A key reference system can provide independence from the underlying database system.
This provides one more level of integrity for the database when the evoked scenario occurs : backup, restore, scale, migrate and perhaps prove some authenticity.
This article Generating Globally Unique Identifiers for Use with MongoDB
by Alexander Marquardt (a Senior Consulting Engineer at MongoDB) covers the question in detail and gives some insight about database and informatics.
UUID are 128 bits length. They introduce an amount of entropy
high enough to ensure a practical uniqueness of labels.
They can be represented by a 32 hex character strings.
Enough to write several thousands of billions of billions
of decimal number.
Here are a few more questions that can occur when considering the overall principle and the analysis:
should primary keys of database
and Unique Resource Location be kept as two different entities ?
does this numbering destruct the sequentiality in the system ?
Does providing a machine host number (h),
followed by a user number (u) and time (t) along a write index (i)
guarantee the PK huti to stay unique ?
Now considering the DB system:
primary keys should be preserved as numerical (be it hexa)
the database system relies on it and this implies performance considerations.
their size should be fixed,
the system must answer rapidly to tell if it's potentially dealing with a PK or not.
Hashids
The hashing technique of Youtube is hashids.
It's a good choice :
the hash are shorts and the length can be controlled,
the alphabet can be customized,
it is reversible (and as such interesting as short reference to the primary keys),
it can use salt.
it's design to hash positive numbers.
However it is a hash and as such the probability exists that a collision happen. They can be detected : unique constraint is violated before they are stored and in such case, should be run again.

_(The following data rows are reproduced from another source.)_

PR #170, opened 2016-03-06
Locking client + volplugin cleanup

erikh:
This isolates the code from volplugin that communicates with the volmaster for clarity and later refactoring purposes.

### DIFF
--- a/lock/client/client.go
+++ b/lock/client/client.go
@@ -1,0 +1,136 @@
+// Package client implements a client to the volmaster to acquire locks.
+package client
+
+import (
+	"bytes"
+	"encoding/json"
+	"fmt"
+	"io/ioutil"
+	"net/http"
+	"strings"
+	"sync"
+	"time"
+
+	"github.com/contiv/volplugin/config"
+
+	log "github.com/Sirupsen/logrus"
+)
+
+// Driver is the main force behind the lock module, it controls all methods and
+// several variables.
+type Driver struct {
+	master         string
+	mountStopChans map[string]chan struct{}
+	mountMutex     sync.Mutex
+}
+
+// NewDriver constructs a new driver.
+func NewDriver(master string) *Driver {
+	return &Driver{
+		master:         master,
+		mountStopChans: map[string]chan struct{}{},
+		mountMutex:     sync.Mutex{},
+	}
+}
+
+// AddStopChan adds a stop channel to a map for heartbeat tracking purposes.
+func (d *Driver) AddStopChan(name string) chan struct{} {
+	d.mountMutex.Lock()
+	defer d.mountMutex.Unlock()
+
+	stopChan := make(chan struct{})
+
+	if sc, ok := d.mountStopChans[name]; ok {
+		sc <- struct{}{}
+	}
+
+	d.mountStopChans[name] = stopChan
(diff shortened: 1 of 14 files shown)


erikh:
I've also added porting for the volmaster too.

lock/client/client.go
```diff
@@ -0,0 +1,136 @@
...
+	"github.com/contiv/volplugin/config"
+
+	log "github.com/Sirupsen/logrus"
+)
+
+// Driver is the main force behind the lock module, it controls all methods and
+// several variables.
+type Driver struct {
+	master         string
+	mountStopChans map[string]chan struct{}
```
mapuri: I might have missed this, but I am not very clear on advantage of using a `struct{}` vs say `interface{}` or `bool` here. We don't seem to be interpreting/using the `struct` received on this channel anywhere, right?

lock/client/client.go
```diff
@@ -0,0 +1,136 @@
...
+	mountMutex     sync.Mutex
```
mapuri: minor: just wondering, if we shall just embed the `sync.Mutex` directly here? That way we can just call `d.Lock()` and `d.Unlock()` every, than more verbose `d.mountMutex...`

lock/client/client.go
```diff
@@ -0,0 +1,136 @@
...
+}
+
+// NewDriver constructs a new driver.
+func NewDriver(master string) *Driver {
+	return &Driver{
+		master:         master,
+		mountStopChans: map[string]chan struct{}{},
```
mapuri: minor: I think `make( map[string]chan struct{})` might be more Go-like instantiation of an empty map?

lock/lock.go
```diff
@@ -0,0 +1,62 @@
...
+}
+
+// NewDriver creates a Driver. Requires a configured TopLevelConfig.
+func NewDriver(config *config.TopLevelConfig, global *config.Global) *Driver {
+	return &Driver{Config: config, Global: global}
+}
+
+// ExecuteWithUseLock executes a function within a lock/context of the passed
+// *config.UseMount.
+func (d *Driver) ExecuteWithUseLock(uc *config.UseMount, runFunc func(d *Driver, uc *config.UseMount) error) error {
```
mapuri: I think `config.UseMount` in the method args should be replaced with `config.UseLocker`, right?

mapuri:
overall LGTM, just a few minor comments.

lock/client/client.go
erikh: struct{} is free: http://dave.cheney.net/2014/03/25/the-empty-struct

lock/client/client.go
erikh: perhaps, but I really want a better reason to rewrite the patch than 
this. :) Maybe in a future refactor.

lock/lock.go
erikh: yeah, you're right.

lock/client/client.go
mapuri: ah nice, didn't know about this, learned something new :) :+1:

lock/client/client.go
mapuri: sgtm :)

Consider the comment to this answer to figure out how much entropy it's possible to get from a shorten sha1+b64 recipe.
To anticipate on the colliding scenario,
calls for the estimation of the future dimension of the database, that is, the potential number of records. Recommended reading : Z.Bloom, How Long Does An ID Need To Be ?
Milliseconds since epoch
Cited from the previous article, which provides most of the answer to the problem at hand with a nice synthetic style
It may not be necessary for you to encode every time since 1970
however. If you are only interested in keeping recent records close to
each other, you only need enough values to ensure that you don’t have
more values with the same prefix than your database can cache at once
What you could do is convert a GUID into only numeric by converting all the letters into numbers in the guid. Here is a example of what that would look like. It's abit long but if that is not a problem this could be one way of going about generating the keys.

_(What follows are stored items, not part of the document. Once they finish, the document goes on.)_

PR #171, opened 2016-03-07
Mountpoint global

erikh:
This provides the base mount point (hard-coded as a default previously as `/mnt/ceph`) as a configurable global.

I made some tests but I'm sorry for the size of this patch; it just touched everything.

Be aware this also depends on the #170 patch getting merged first.

### DIFF
--- a/config/global.go
+++ b/config/global.go
@@ -15,23 +15,26 @@ import (
 const DefaultGlobalTTL = 30 * time.Second
 
 var (
-	timeoutFixBase = time.Minute
-	ttlFixBase     = time.Second
+	timeoutFixBase   = time.Minute
+	ttlFixBase       = time.Second
+	defaultMountPath = "/mnt/ceph"
 )
 
 // Global is the global configuration.
 type Global struct {
-	Debug   bool
-	Timeout time.Duration
-	TTL     time.Duration
-	Backend string
+	Debug     bool
+	Timeout   time.Duration
+	TTL       time.Duration
+	Backend   string
+	MountPath string
 }
 
 // NewGlobalConfig returns global config with preset defaults
 func NewGlobalConfig() *Global {
 	return &Global{
-		TTL:     DefaultGlobalTTL,
-		Backend: ceph.BackendName,
+		TTL:       DefaultGlobalTTL,
+		Backend:   ceph.BackendName,
+		MountPath: defaultMountPath,
 	}
 }
 
@@ -63,7 +66,19 @@ func (tlc *TopLevelConfig) GetGlobal() (*Global, error) {
 		return nil, err
 	}
 
+	global.fixupParameters()
+
 	return global, nil
+}
+
+func (global *Global) fixupParameters() {
+	if global.TTL == 0 {
+		global.TTL = DefaultGlobalTTL
+	}
+
+	if global.MountPath == "" {
+		global.MountPath = defaultMountPath
+	}
 }
 
 // MultiplyGlobalParameters multiplies the paramters by a fixed base to allow them to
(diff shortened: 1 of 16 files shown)


erikh:
@mapuri @unclejack ping, PTAL

config/global.go
```diff
@@ -63,6 +66,14 @@ func (tlc *TopLevelConfig) GetGlobal() (*Global, error) {
 		return nil, err
 	}
 
+	if global.TTL == 0 {
```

1004234499987310234371029731000544986101469898102
Here is the code i used to generate the string above. But i would probably recommend you using a long primary key insteed although it can be abit of a pain it's probably a safer way to do it then the function below.
string generateKey()
{
Guid guid = Guid.NewGuid();
string newKey = "";
foreach(char c in guid.ToString().Replace("-", "").ToCharArray())
{
if(char.IsLetter(c))
{
newKey += (int)c;
}
else
{
newKey += c;
}
}
return newKey;
}
Edit:
I did some testing with only taking the 20 first numbers and out of 5000000 generated keys 4999978 was uniqe. But when using 25 first numbers it is 5000000 out of 5000000. I would recommend you to do some more testing if going with this method.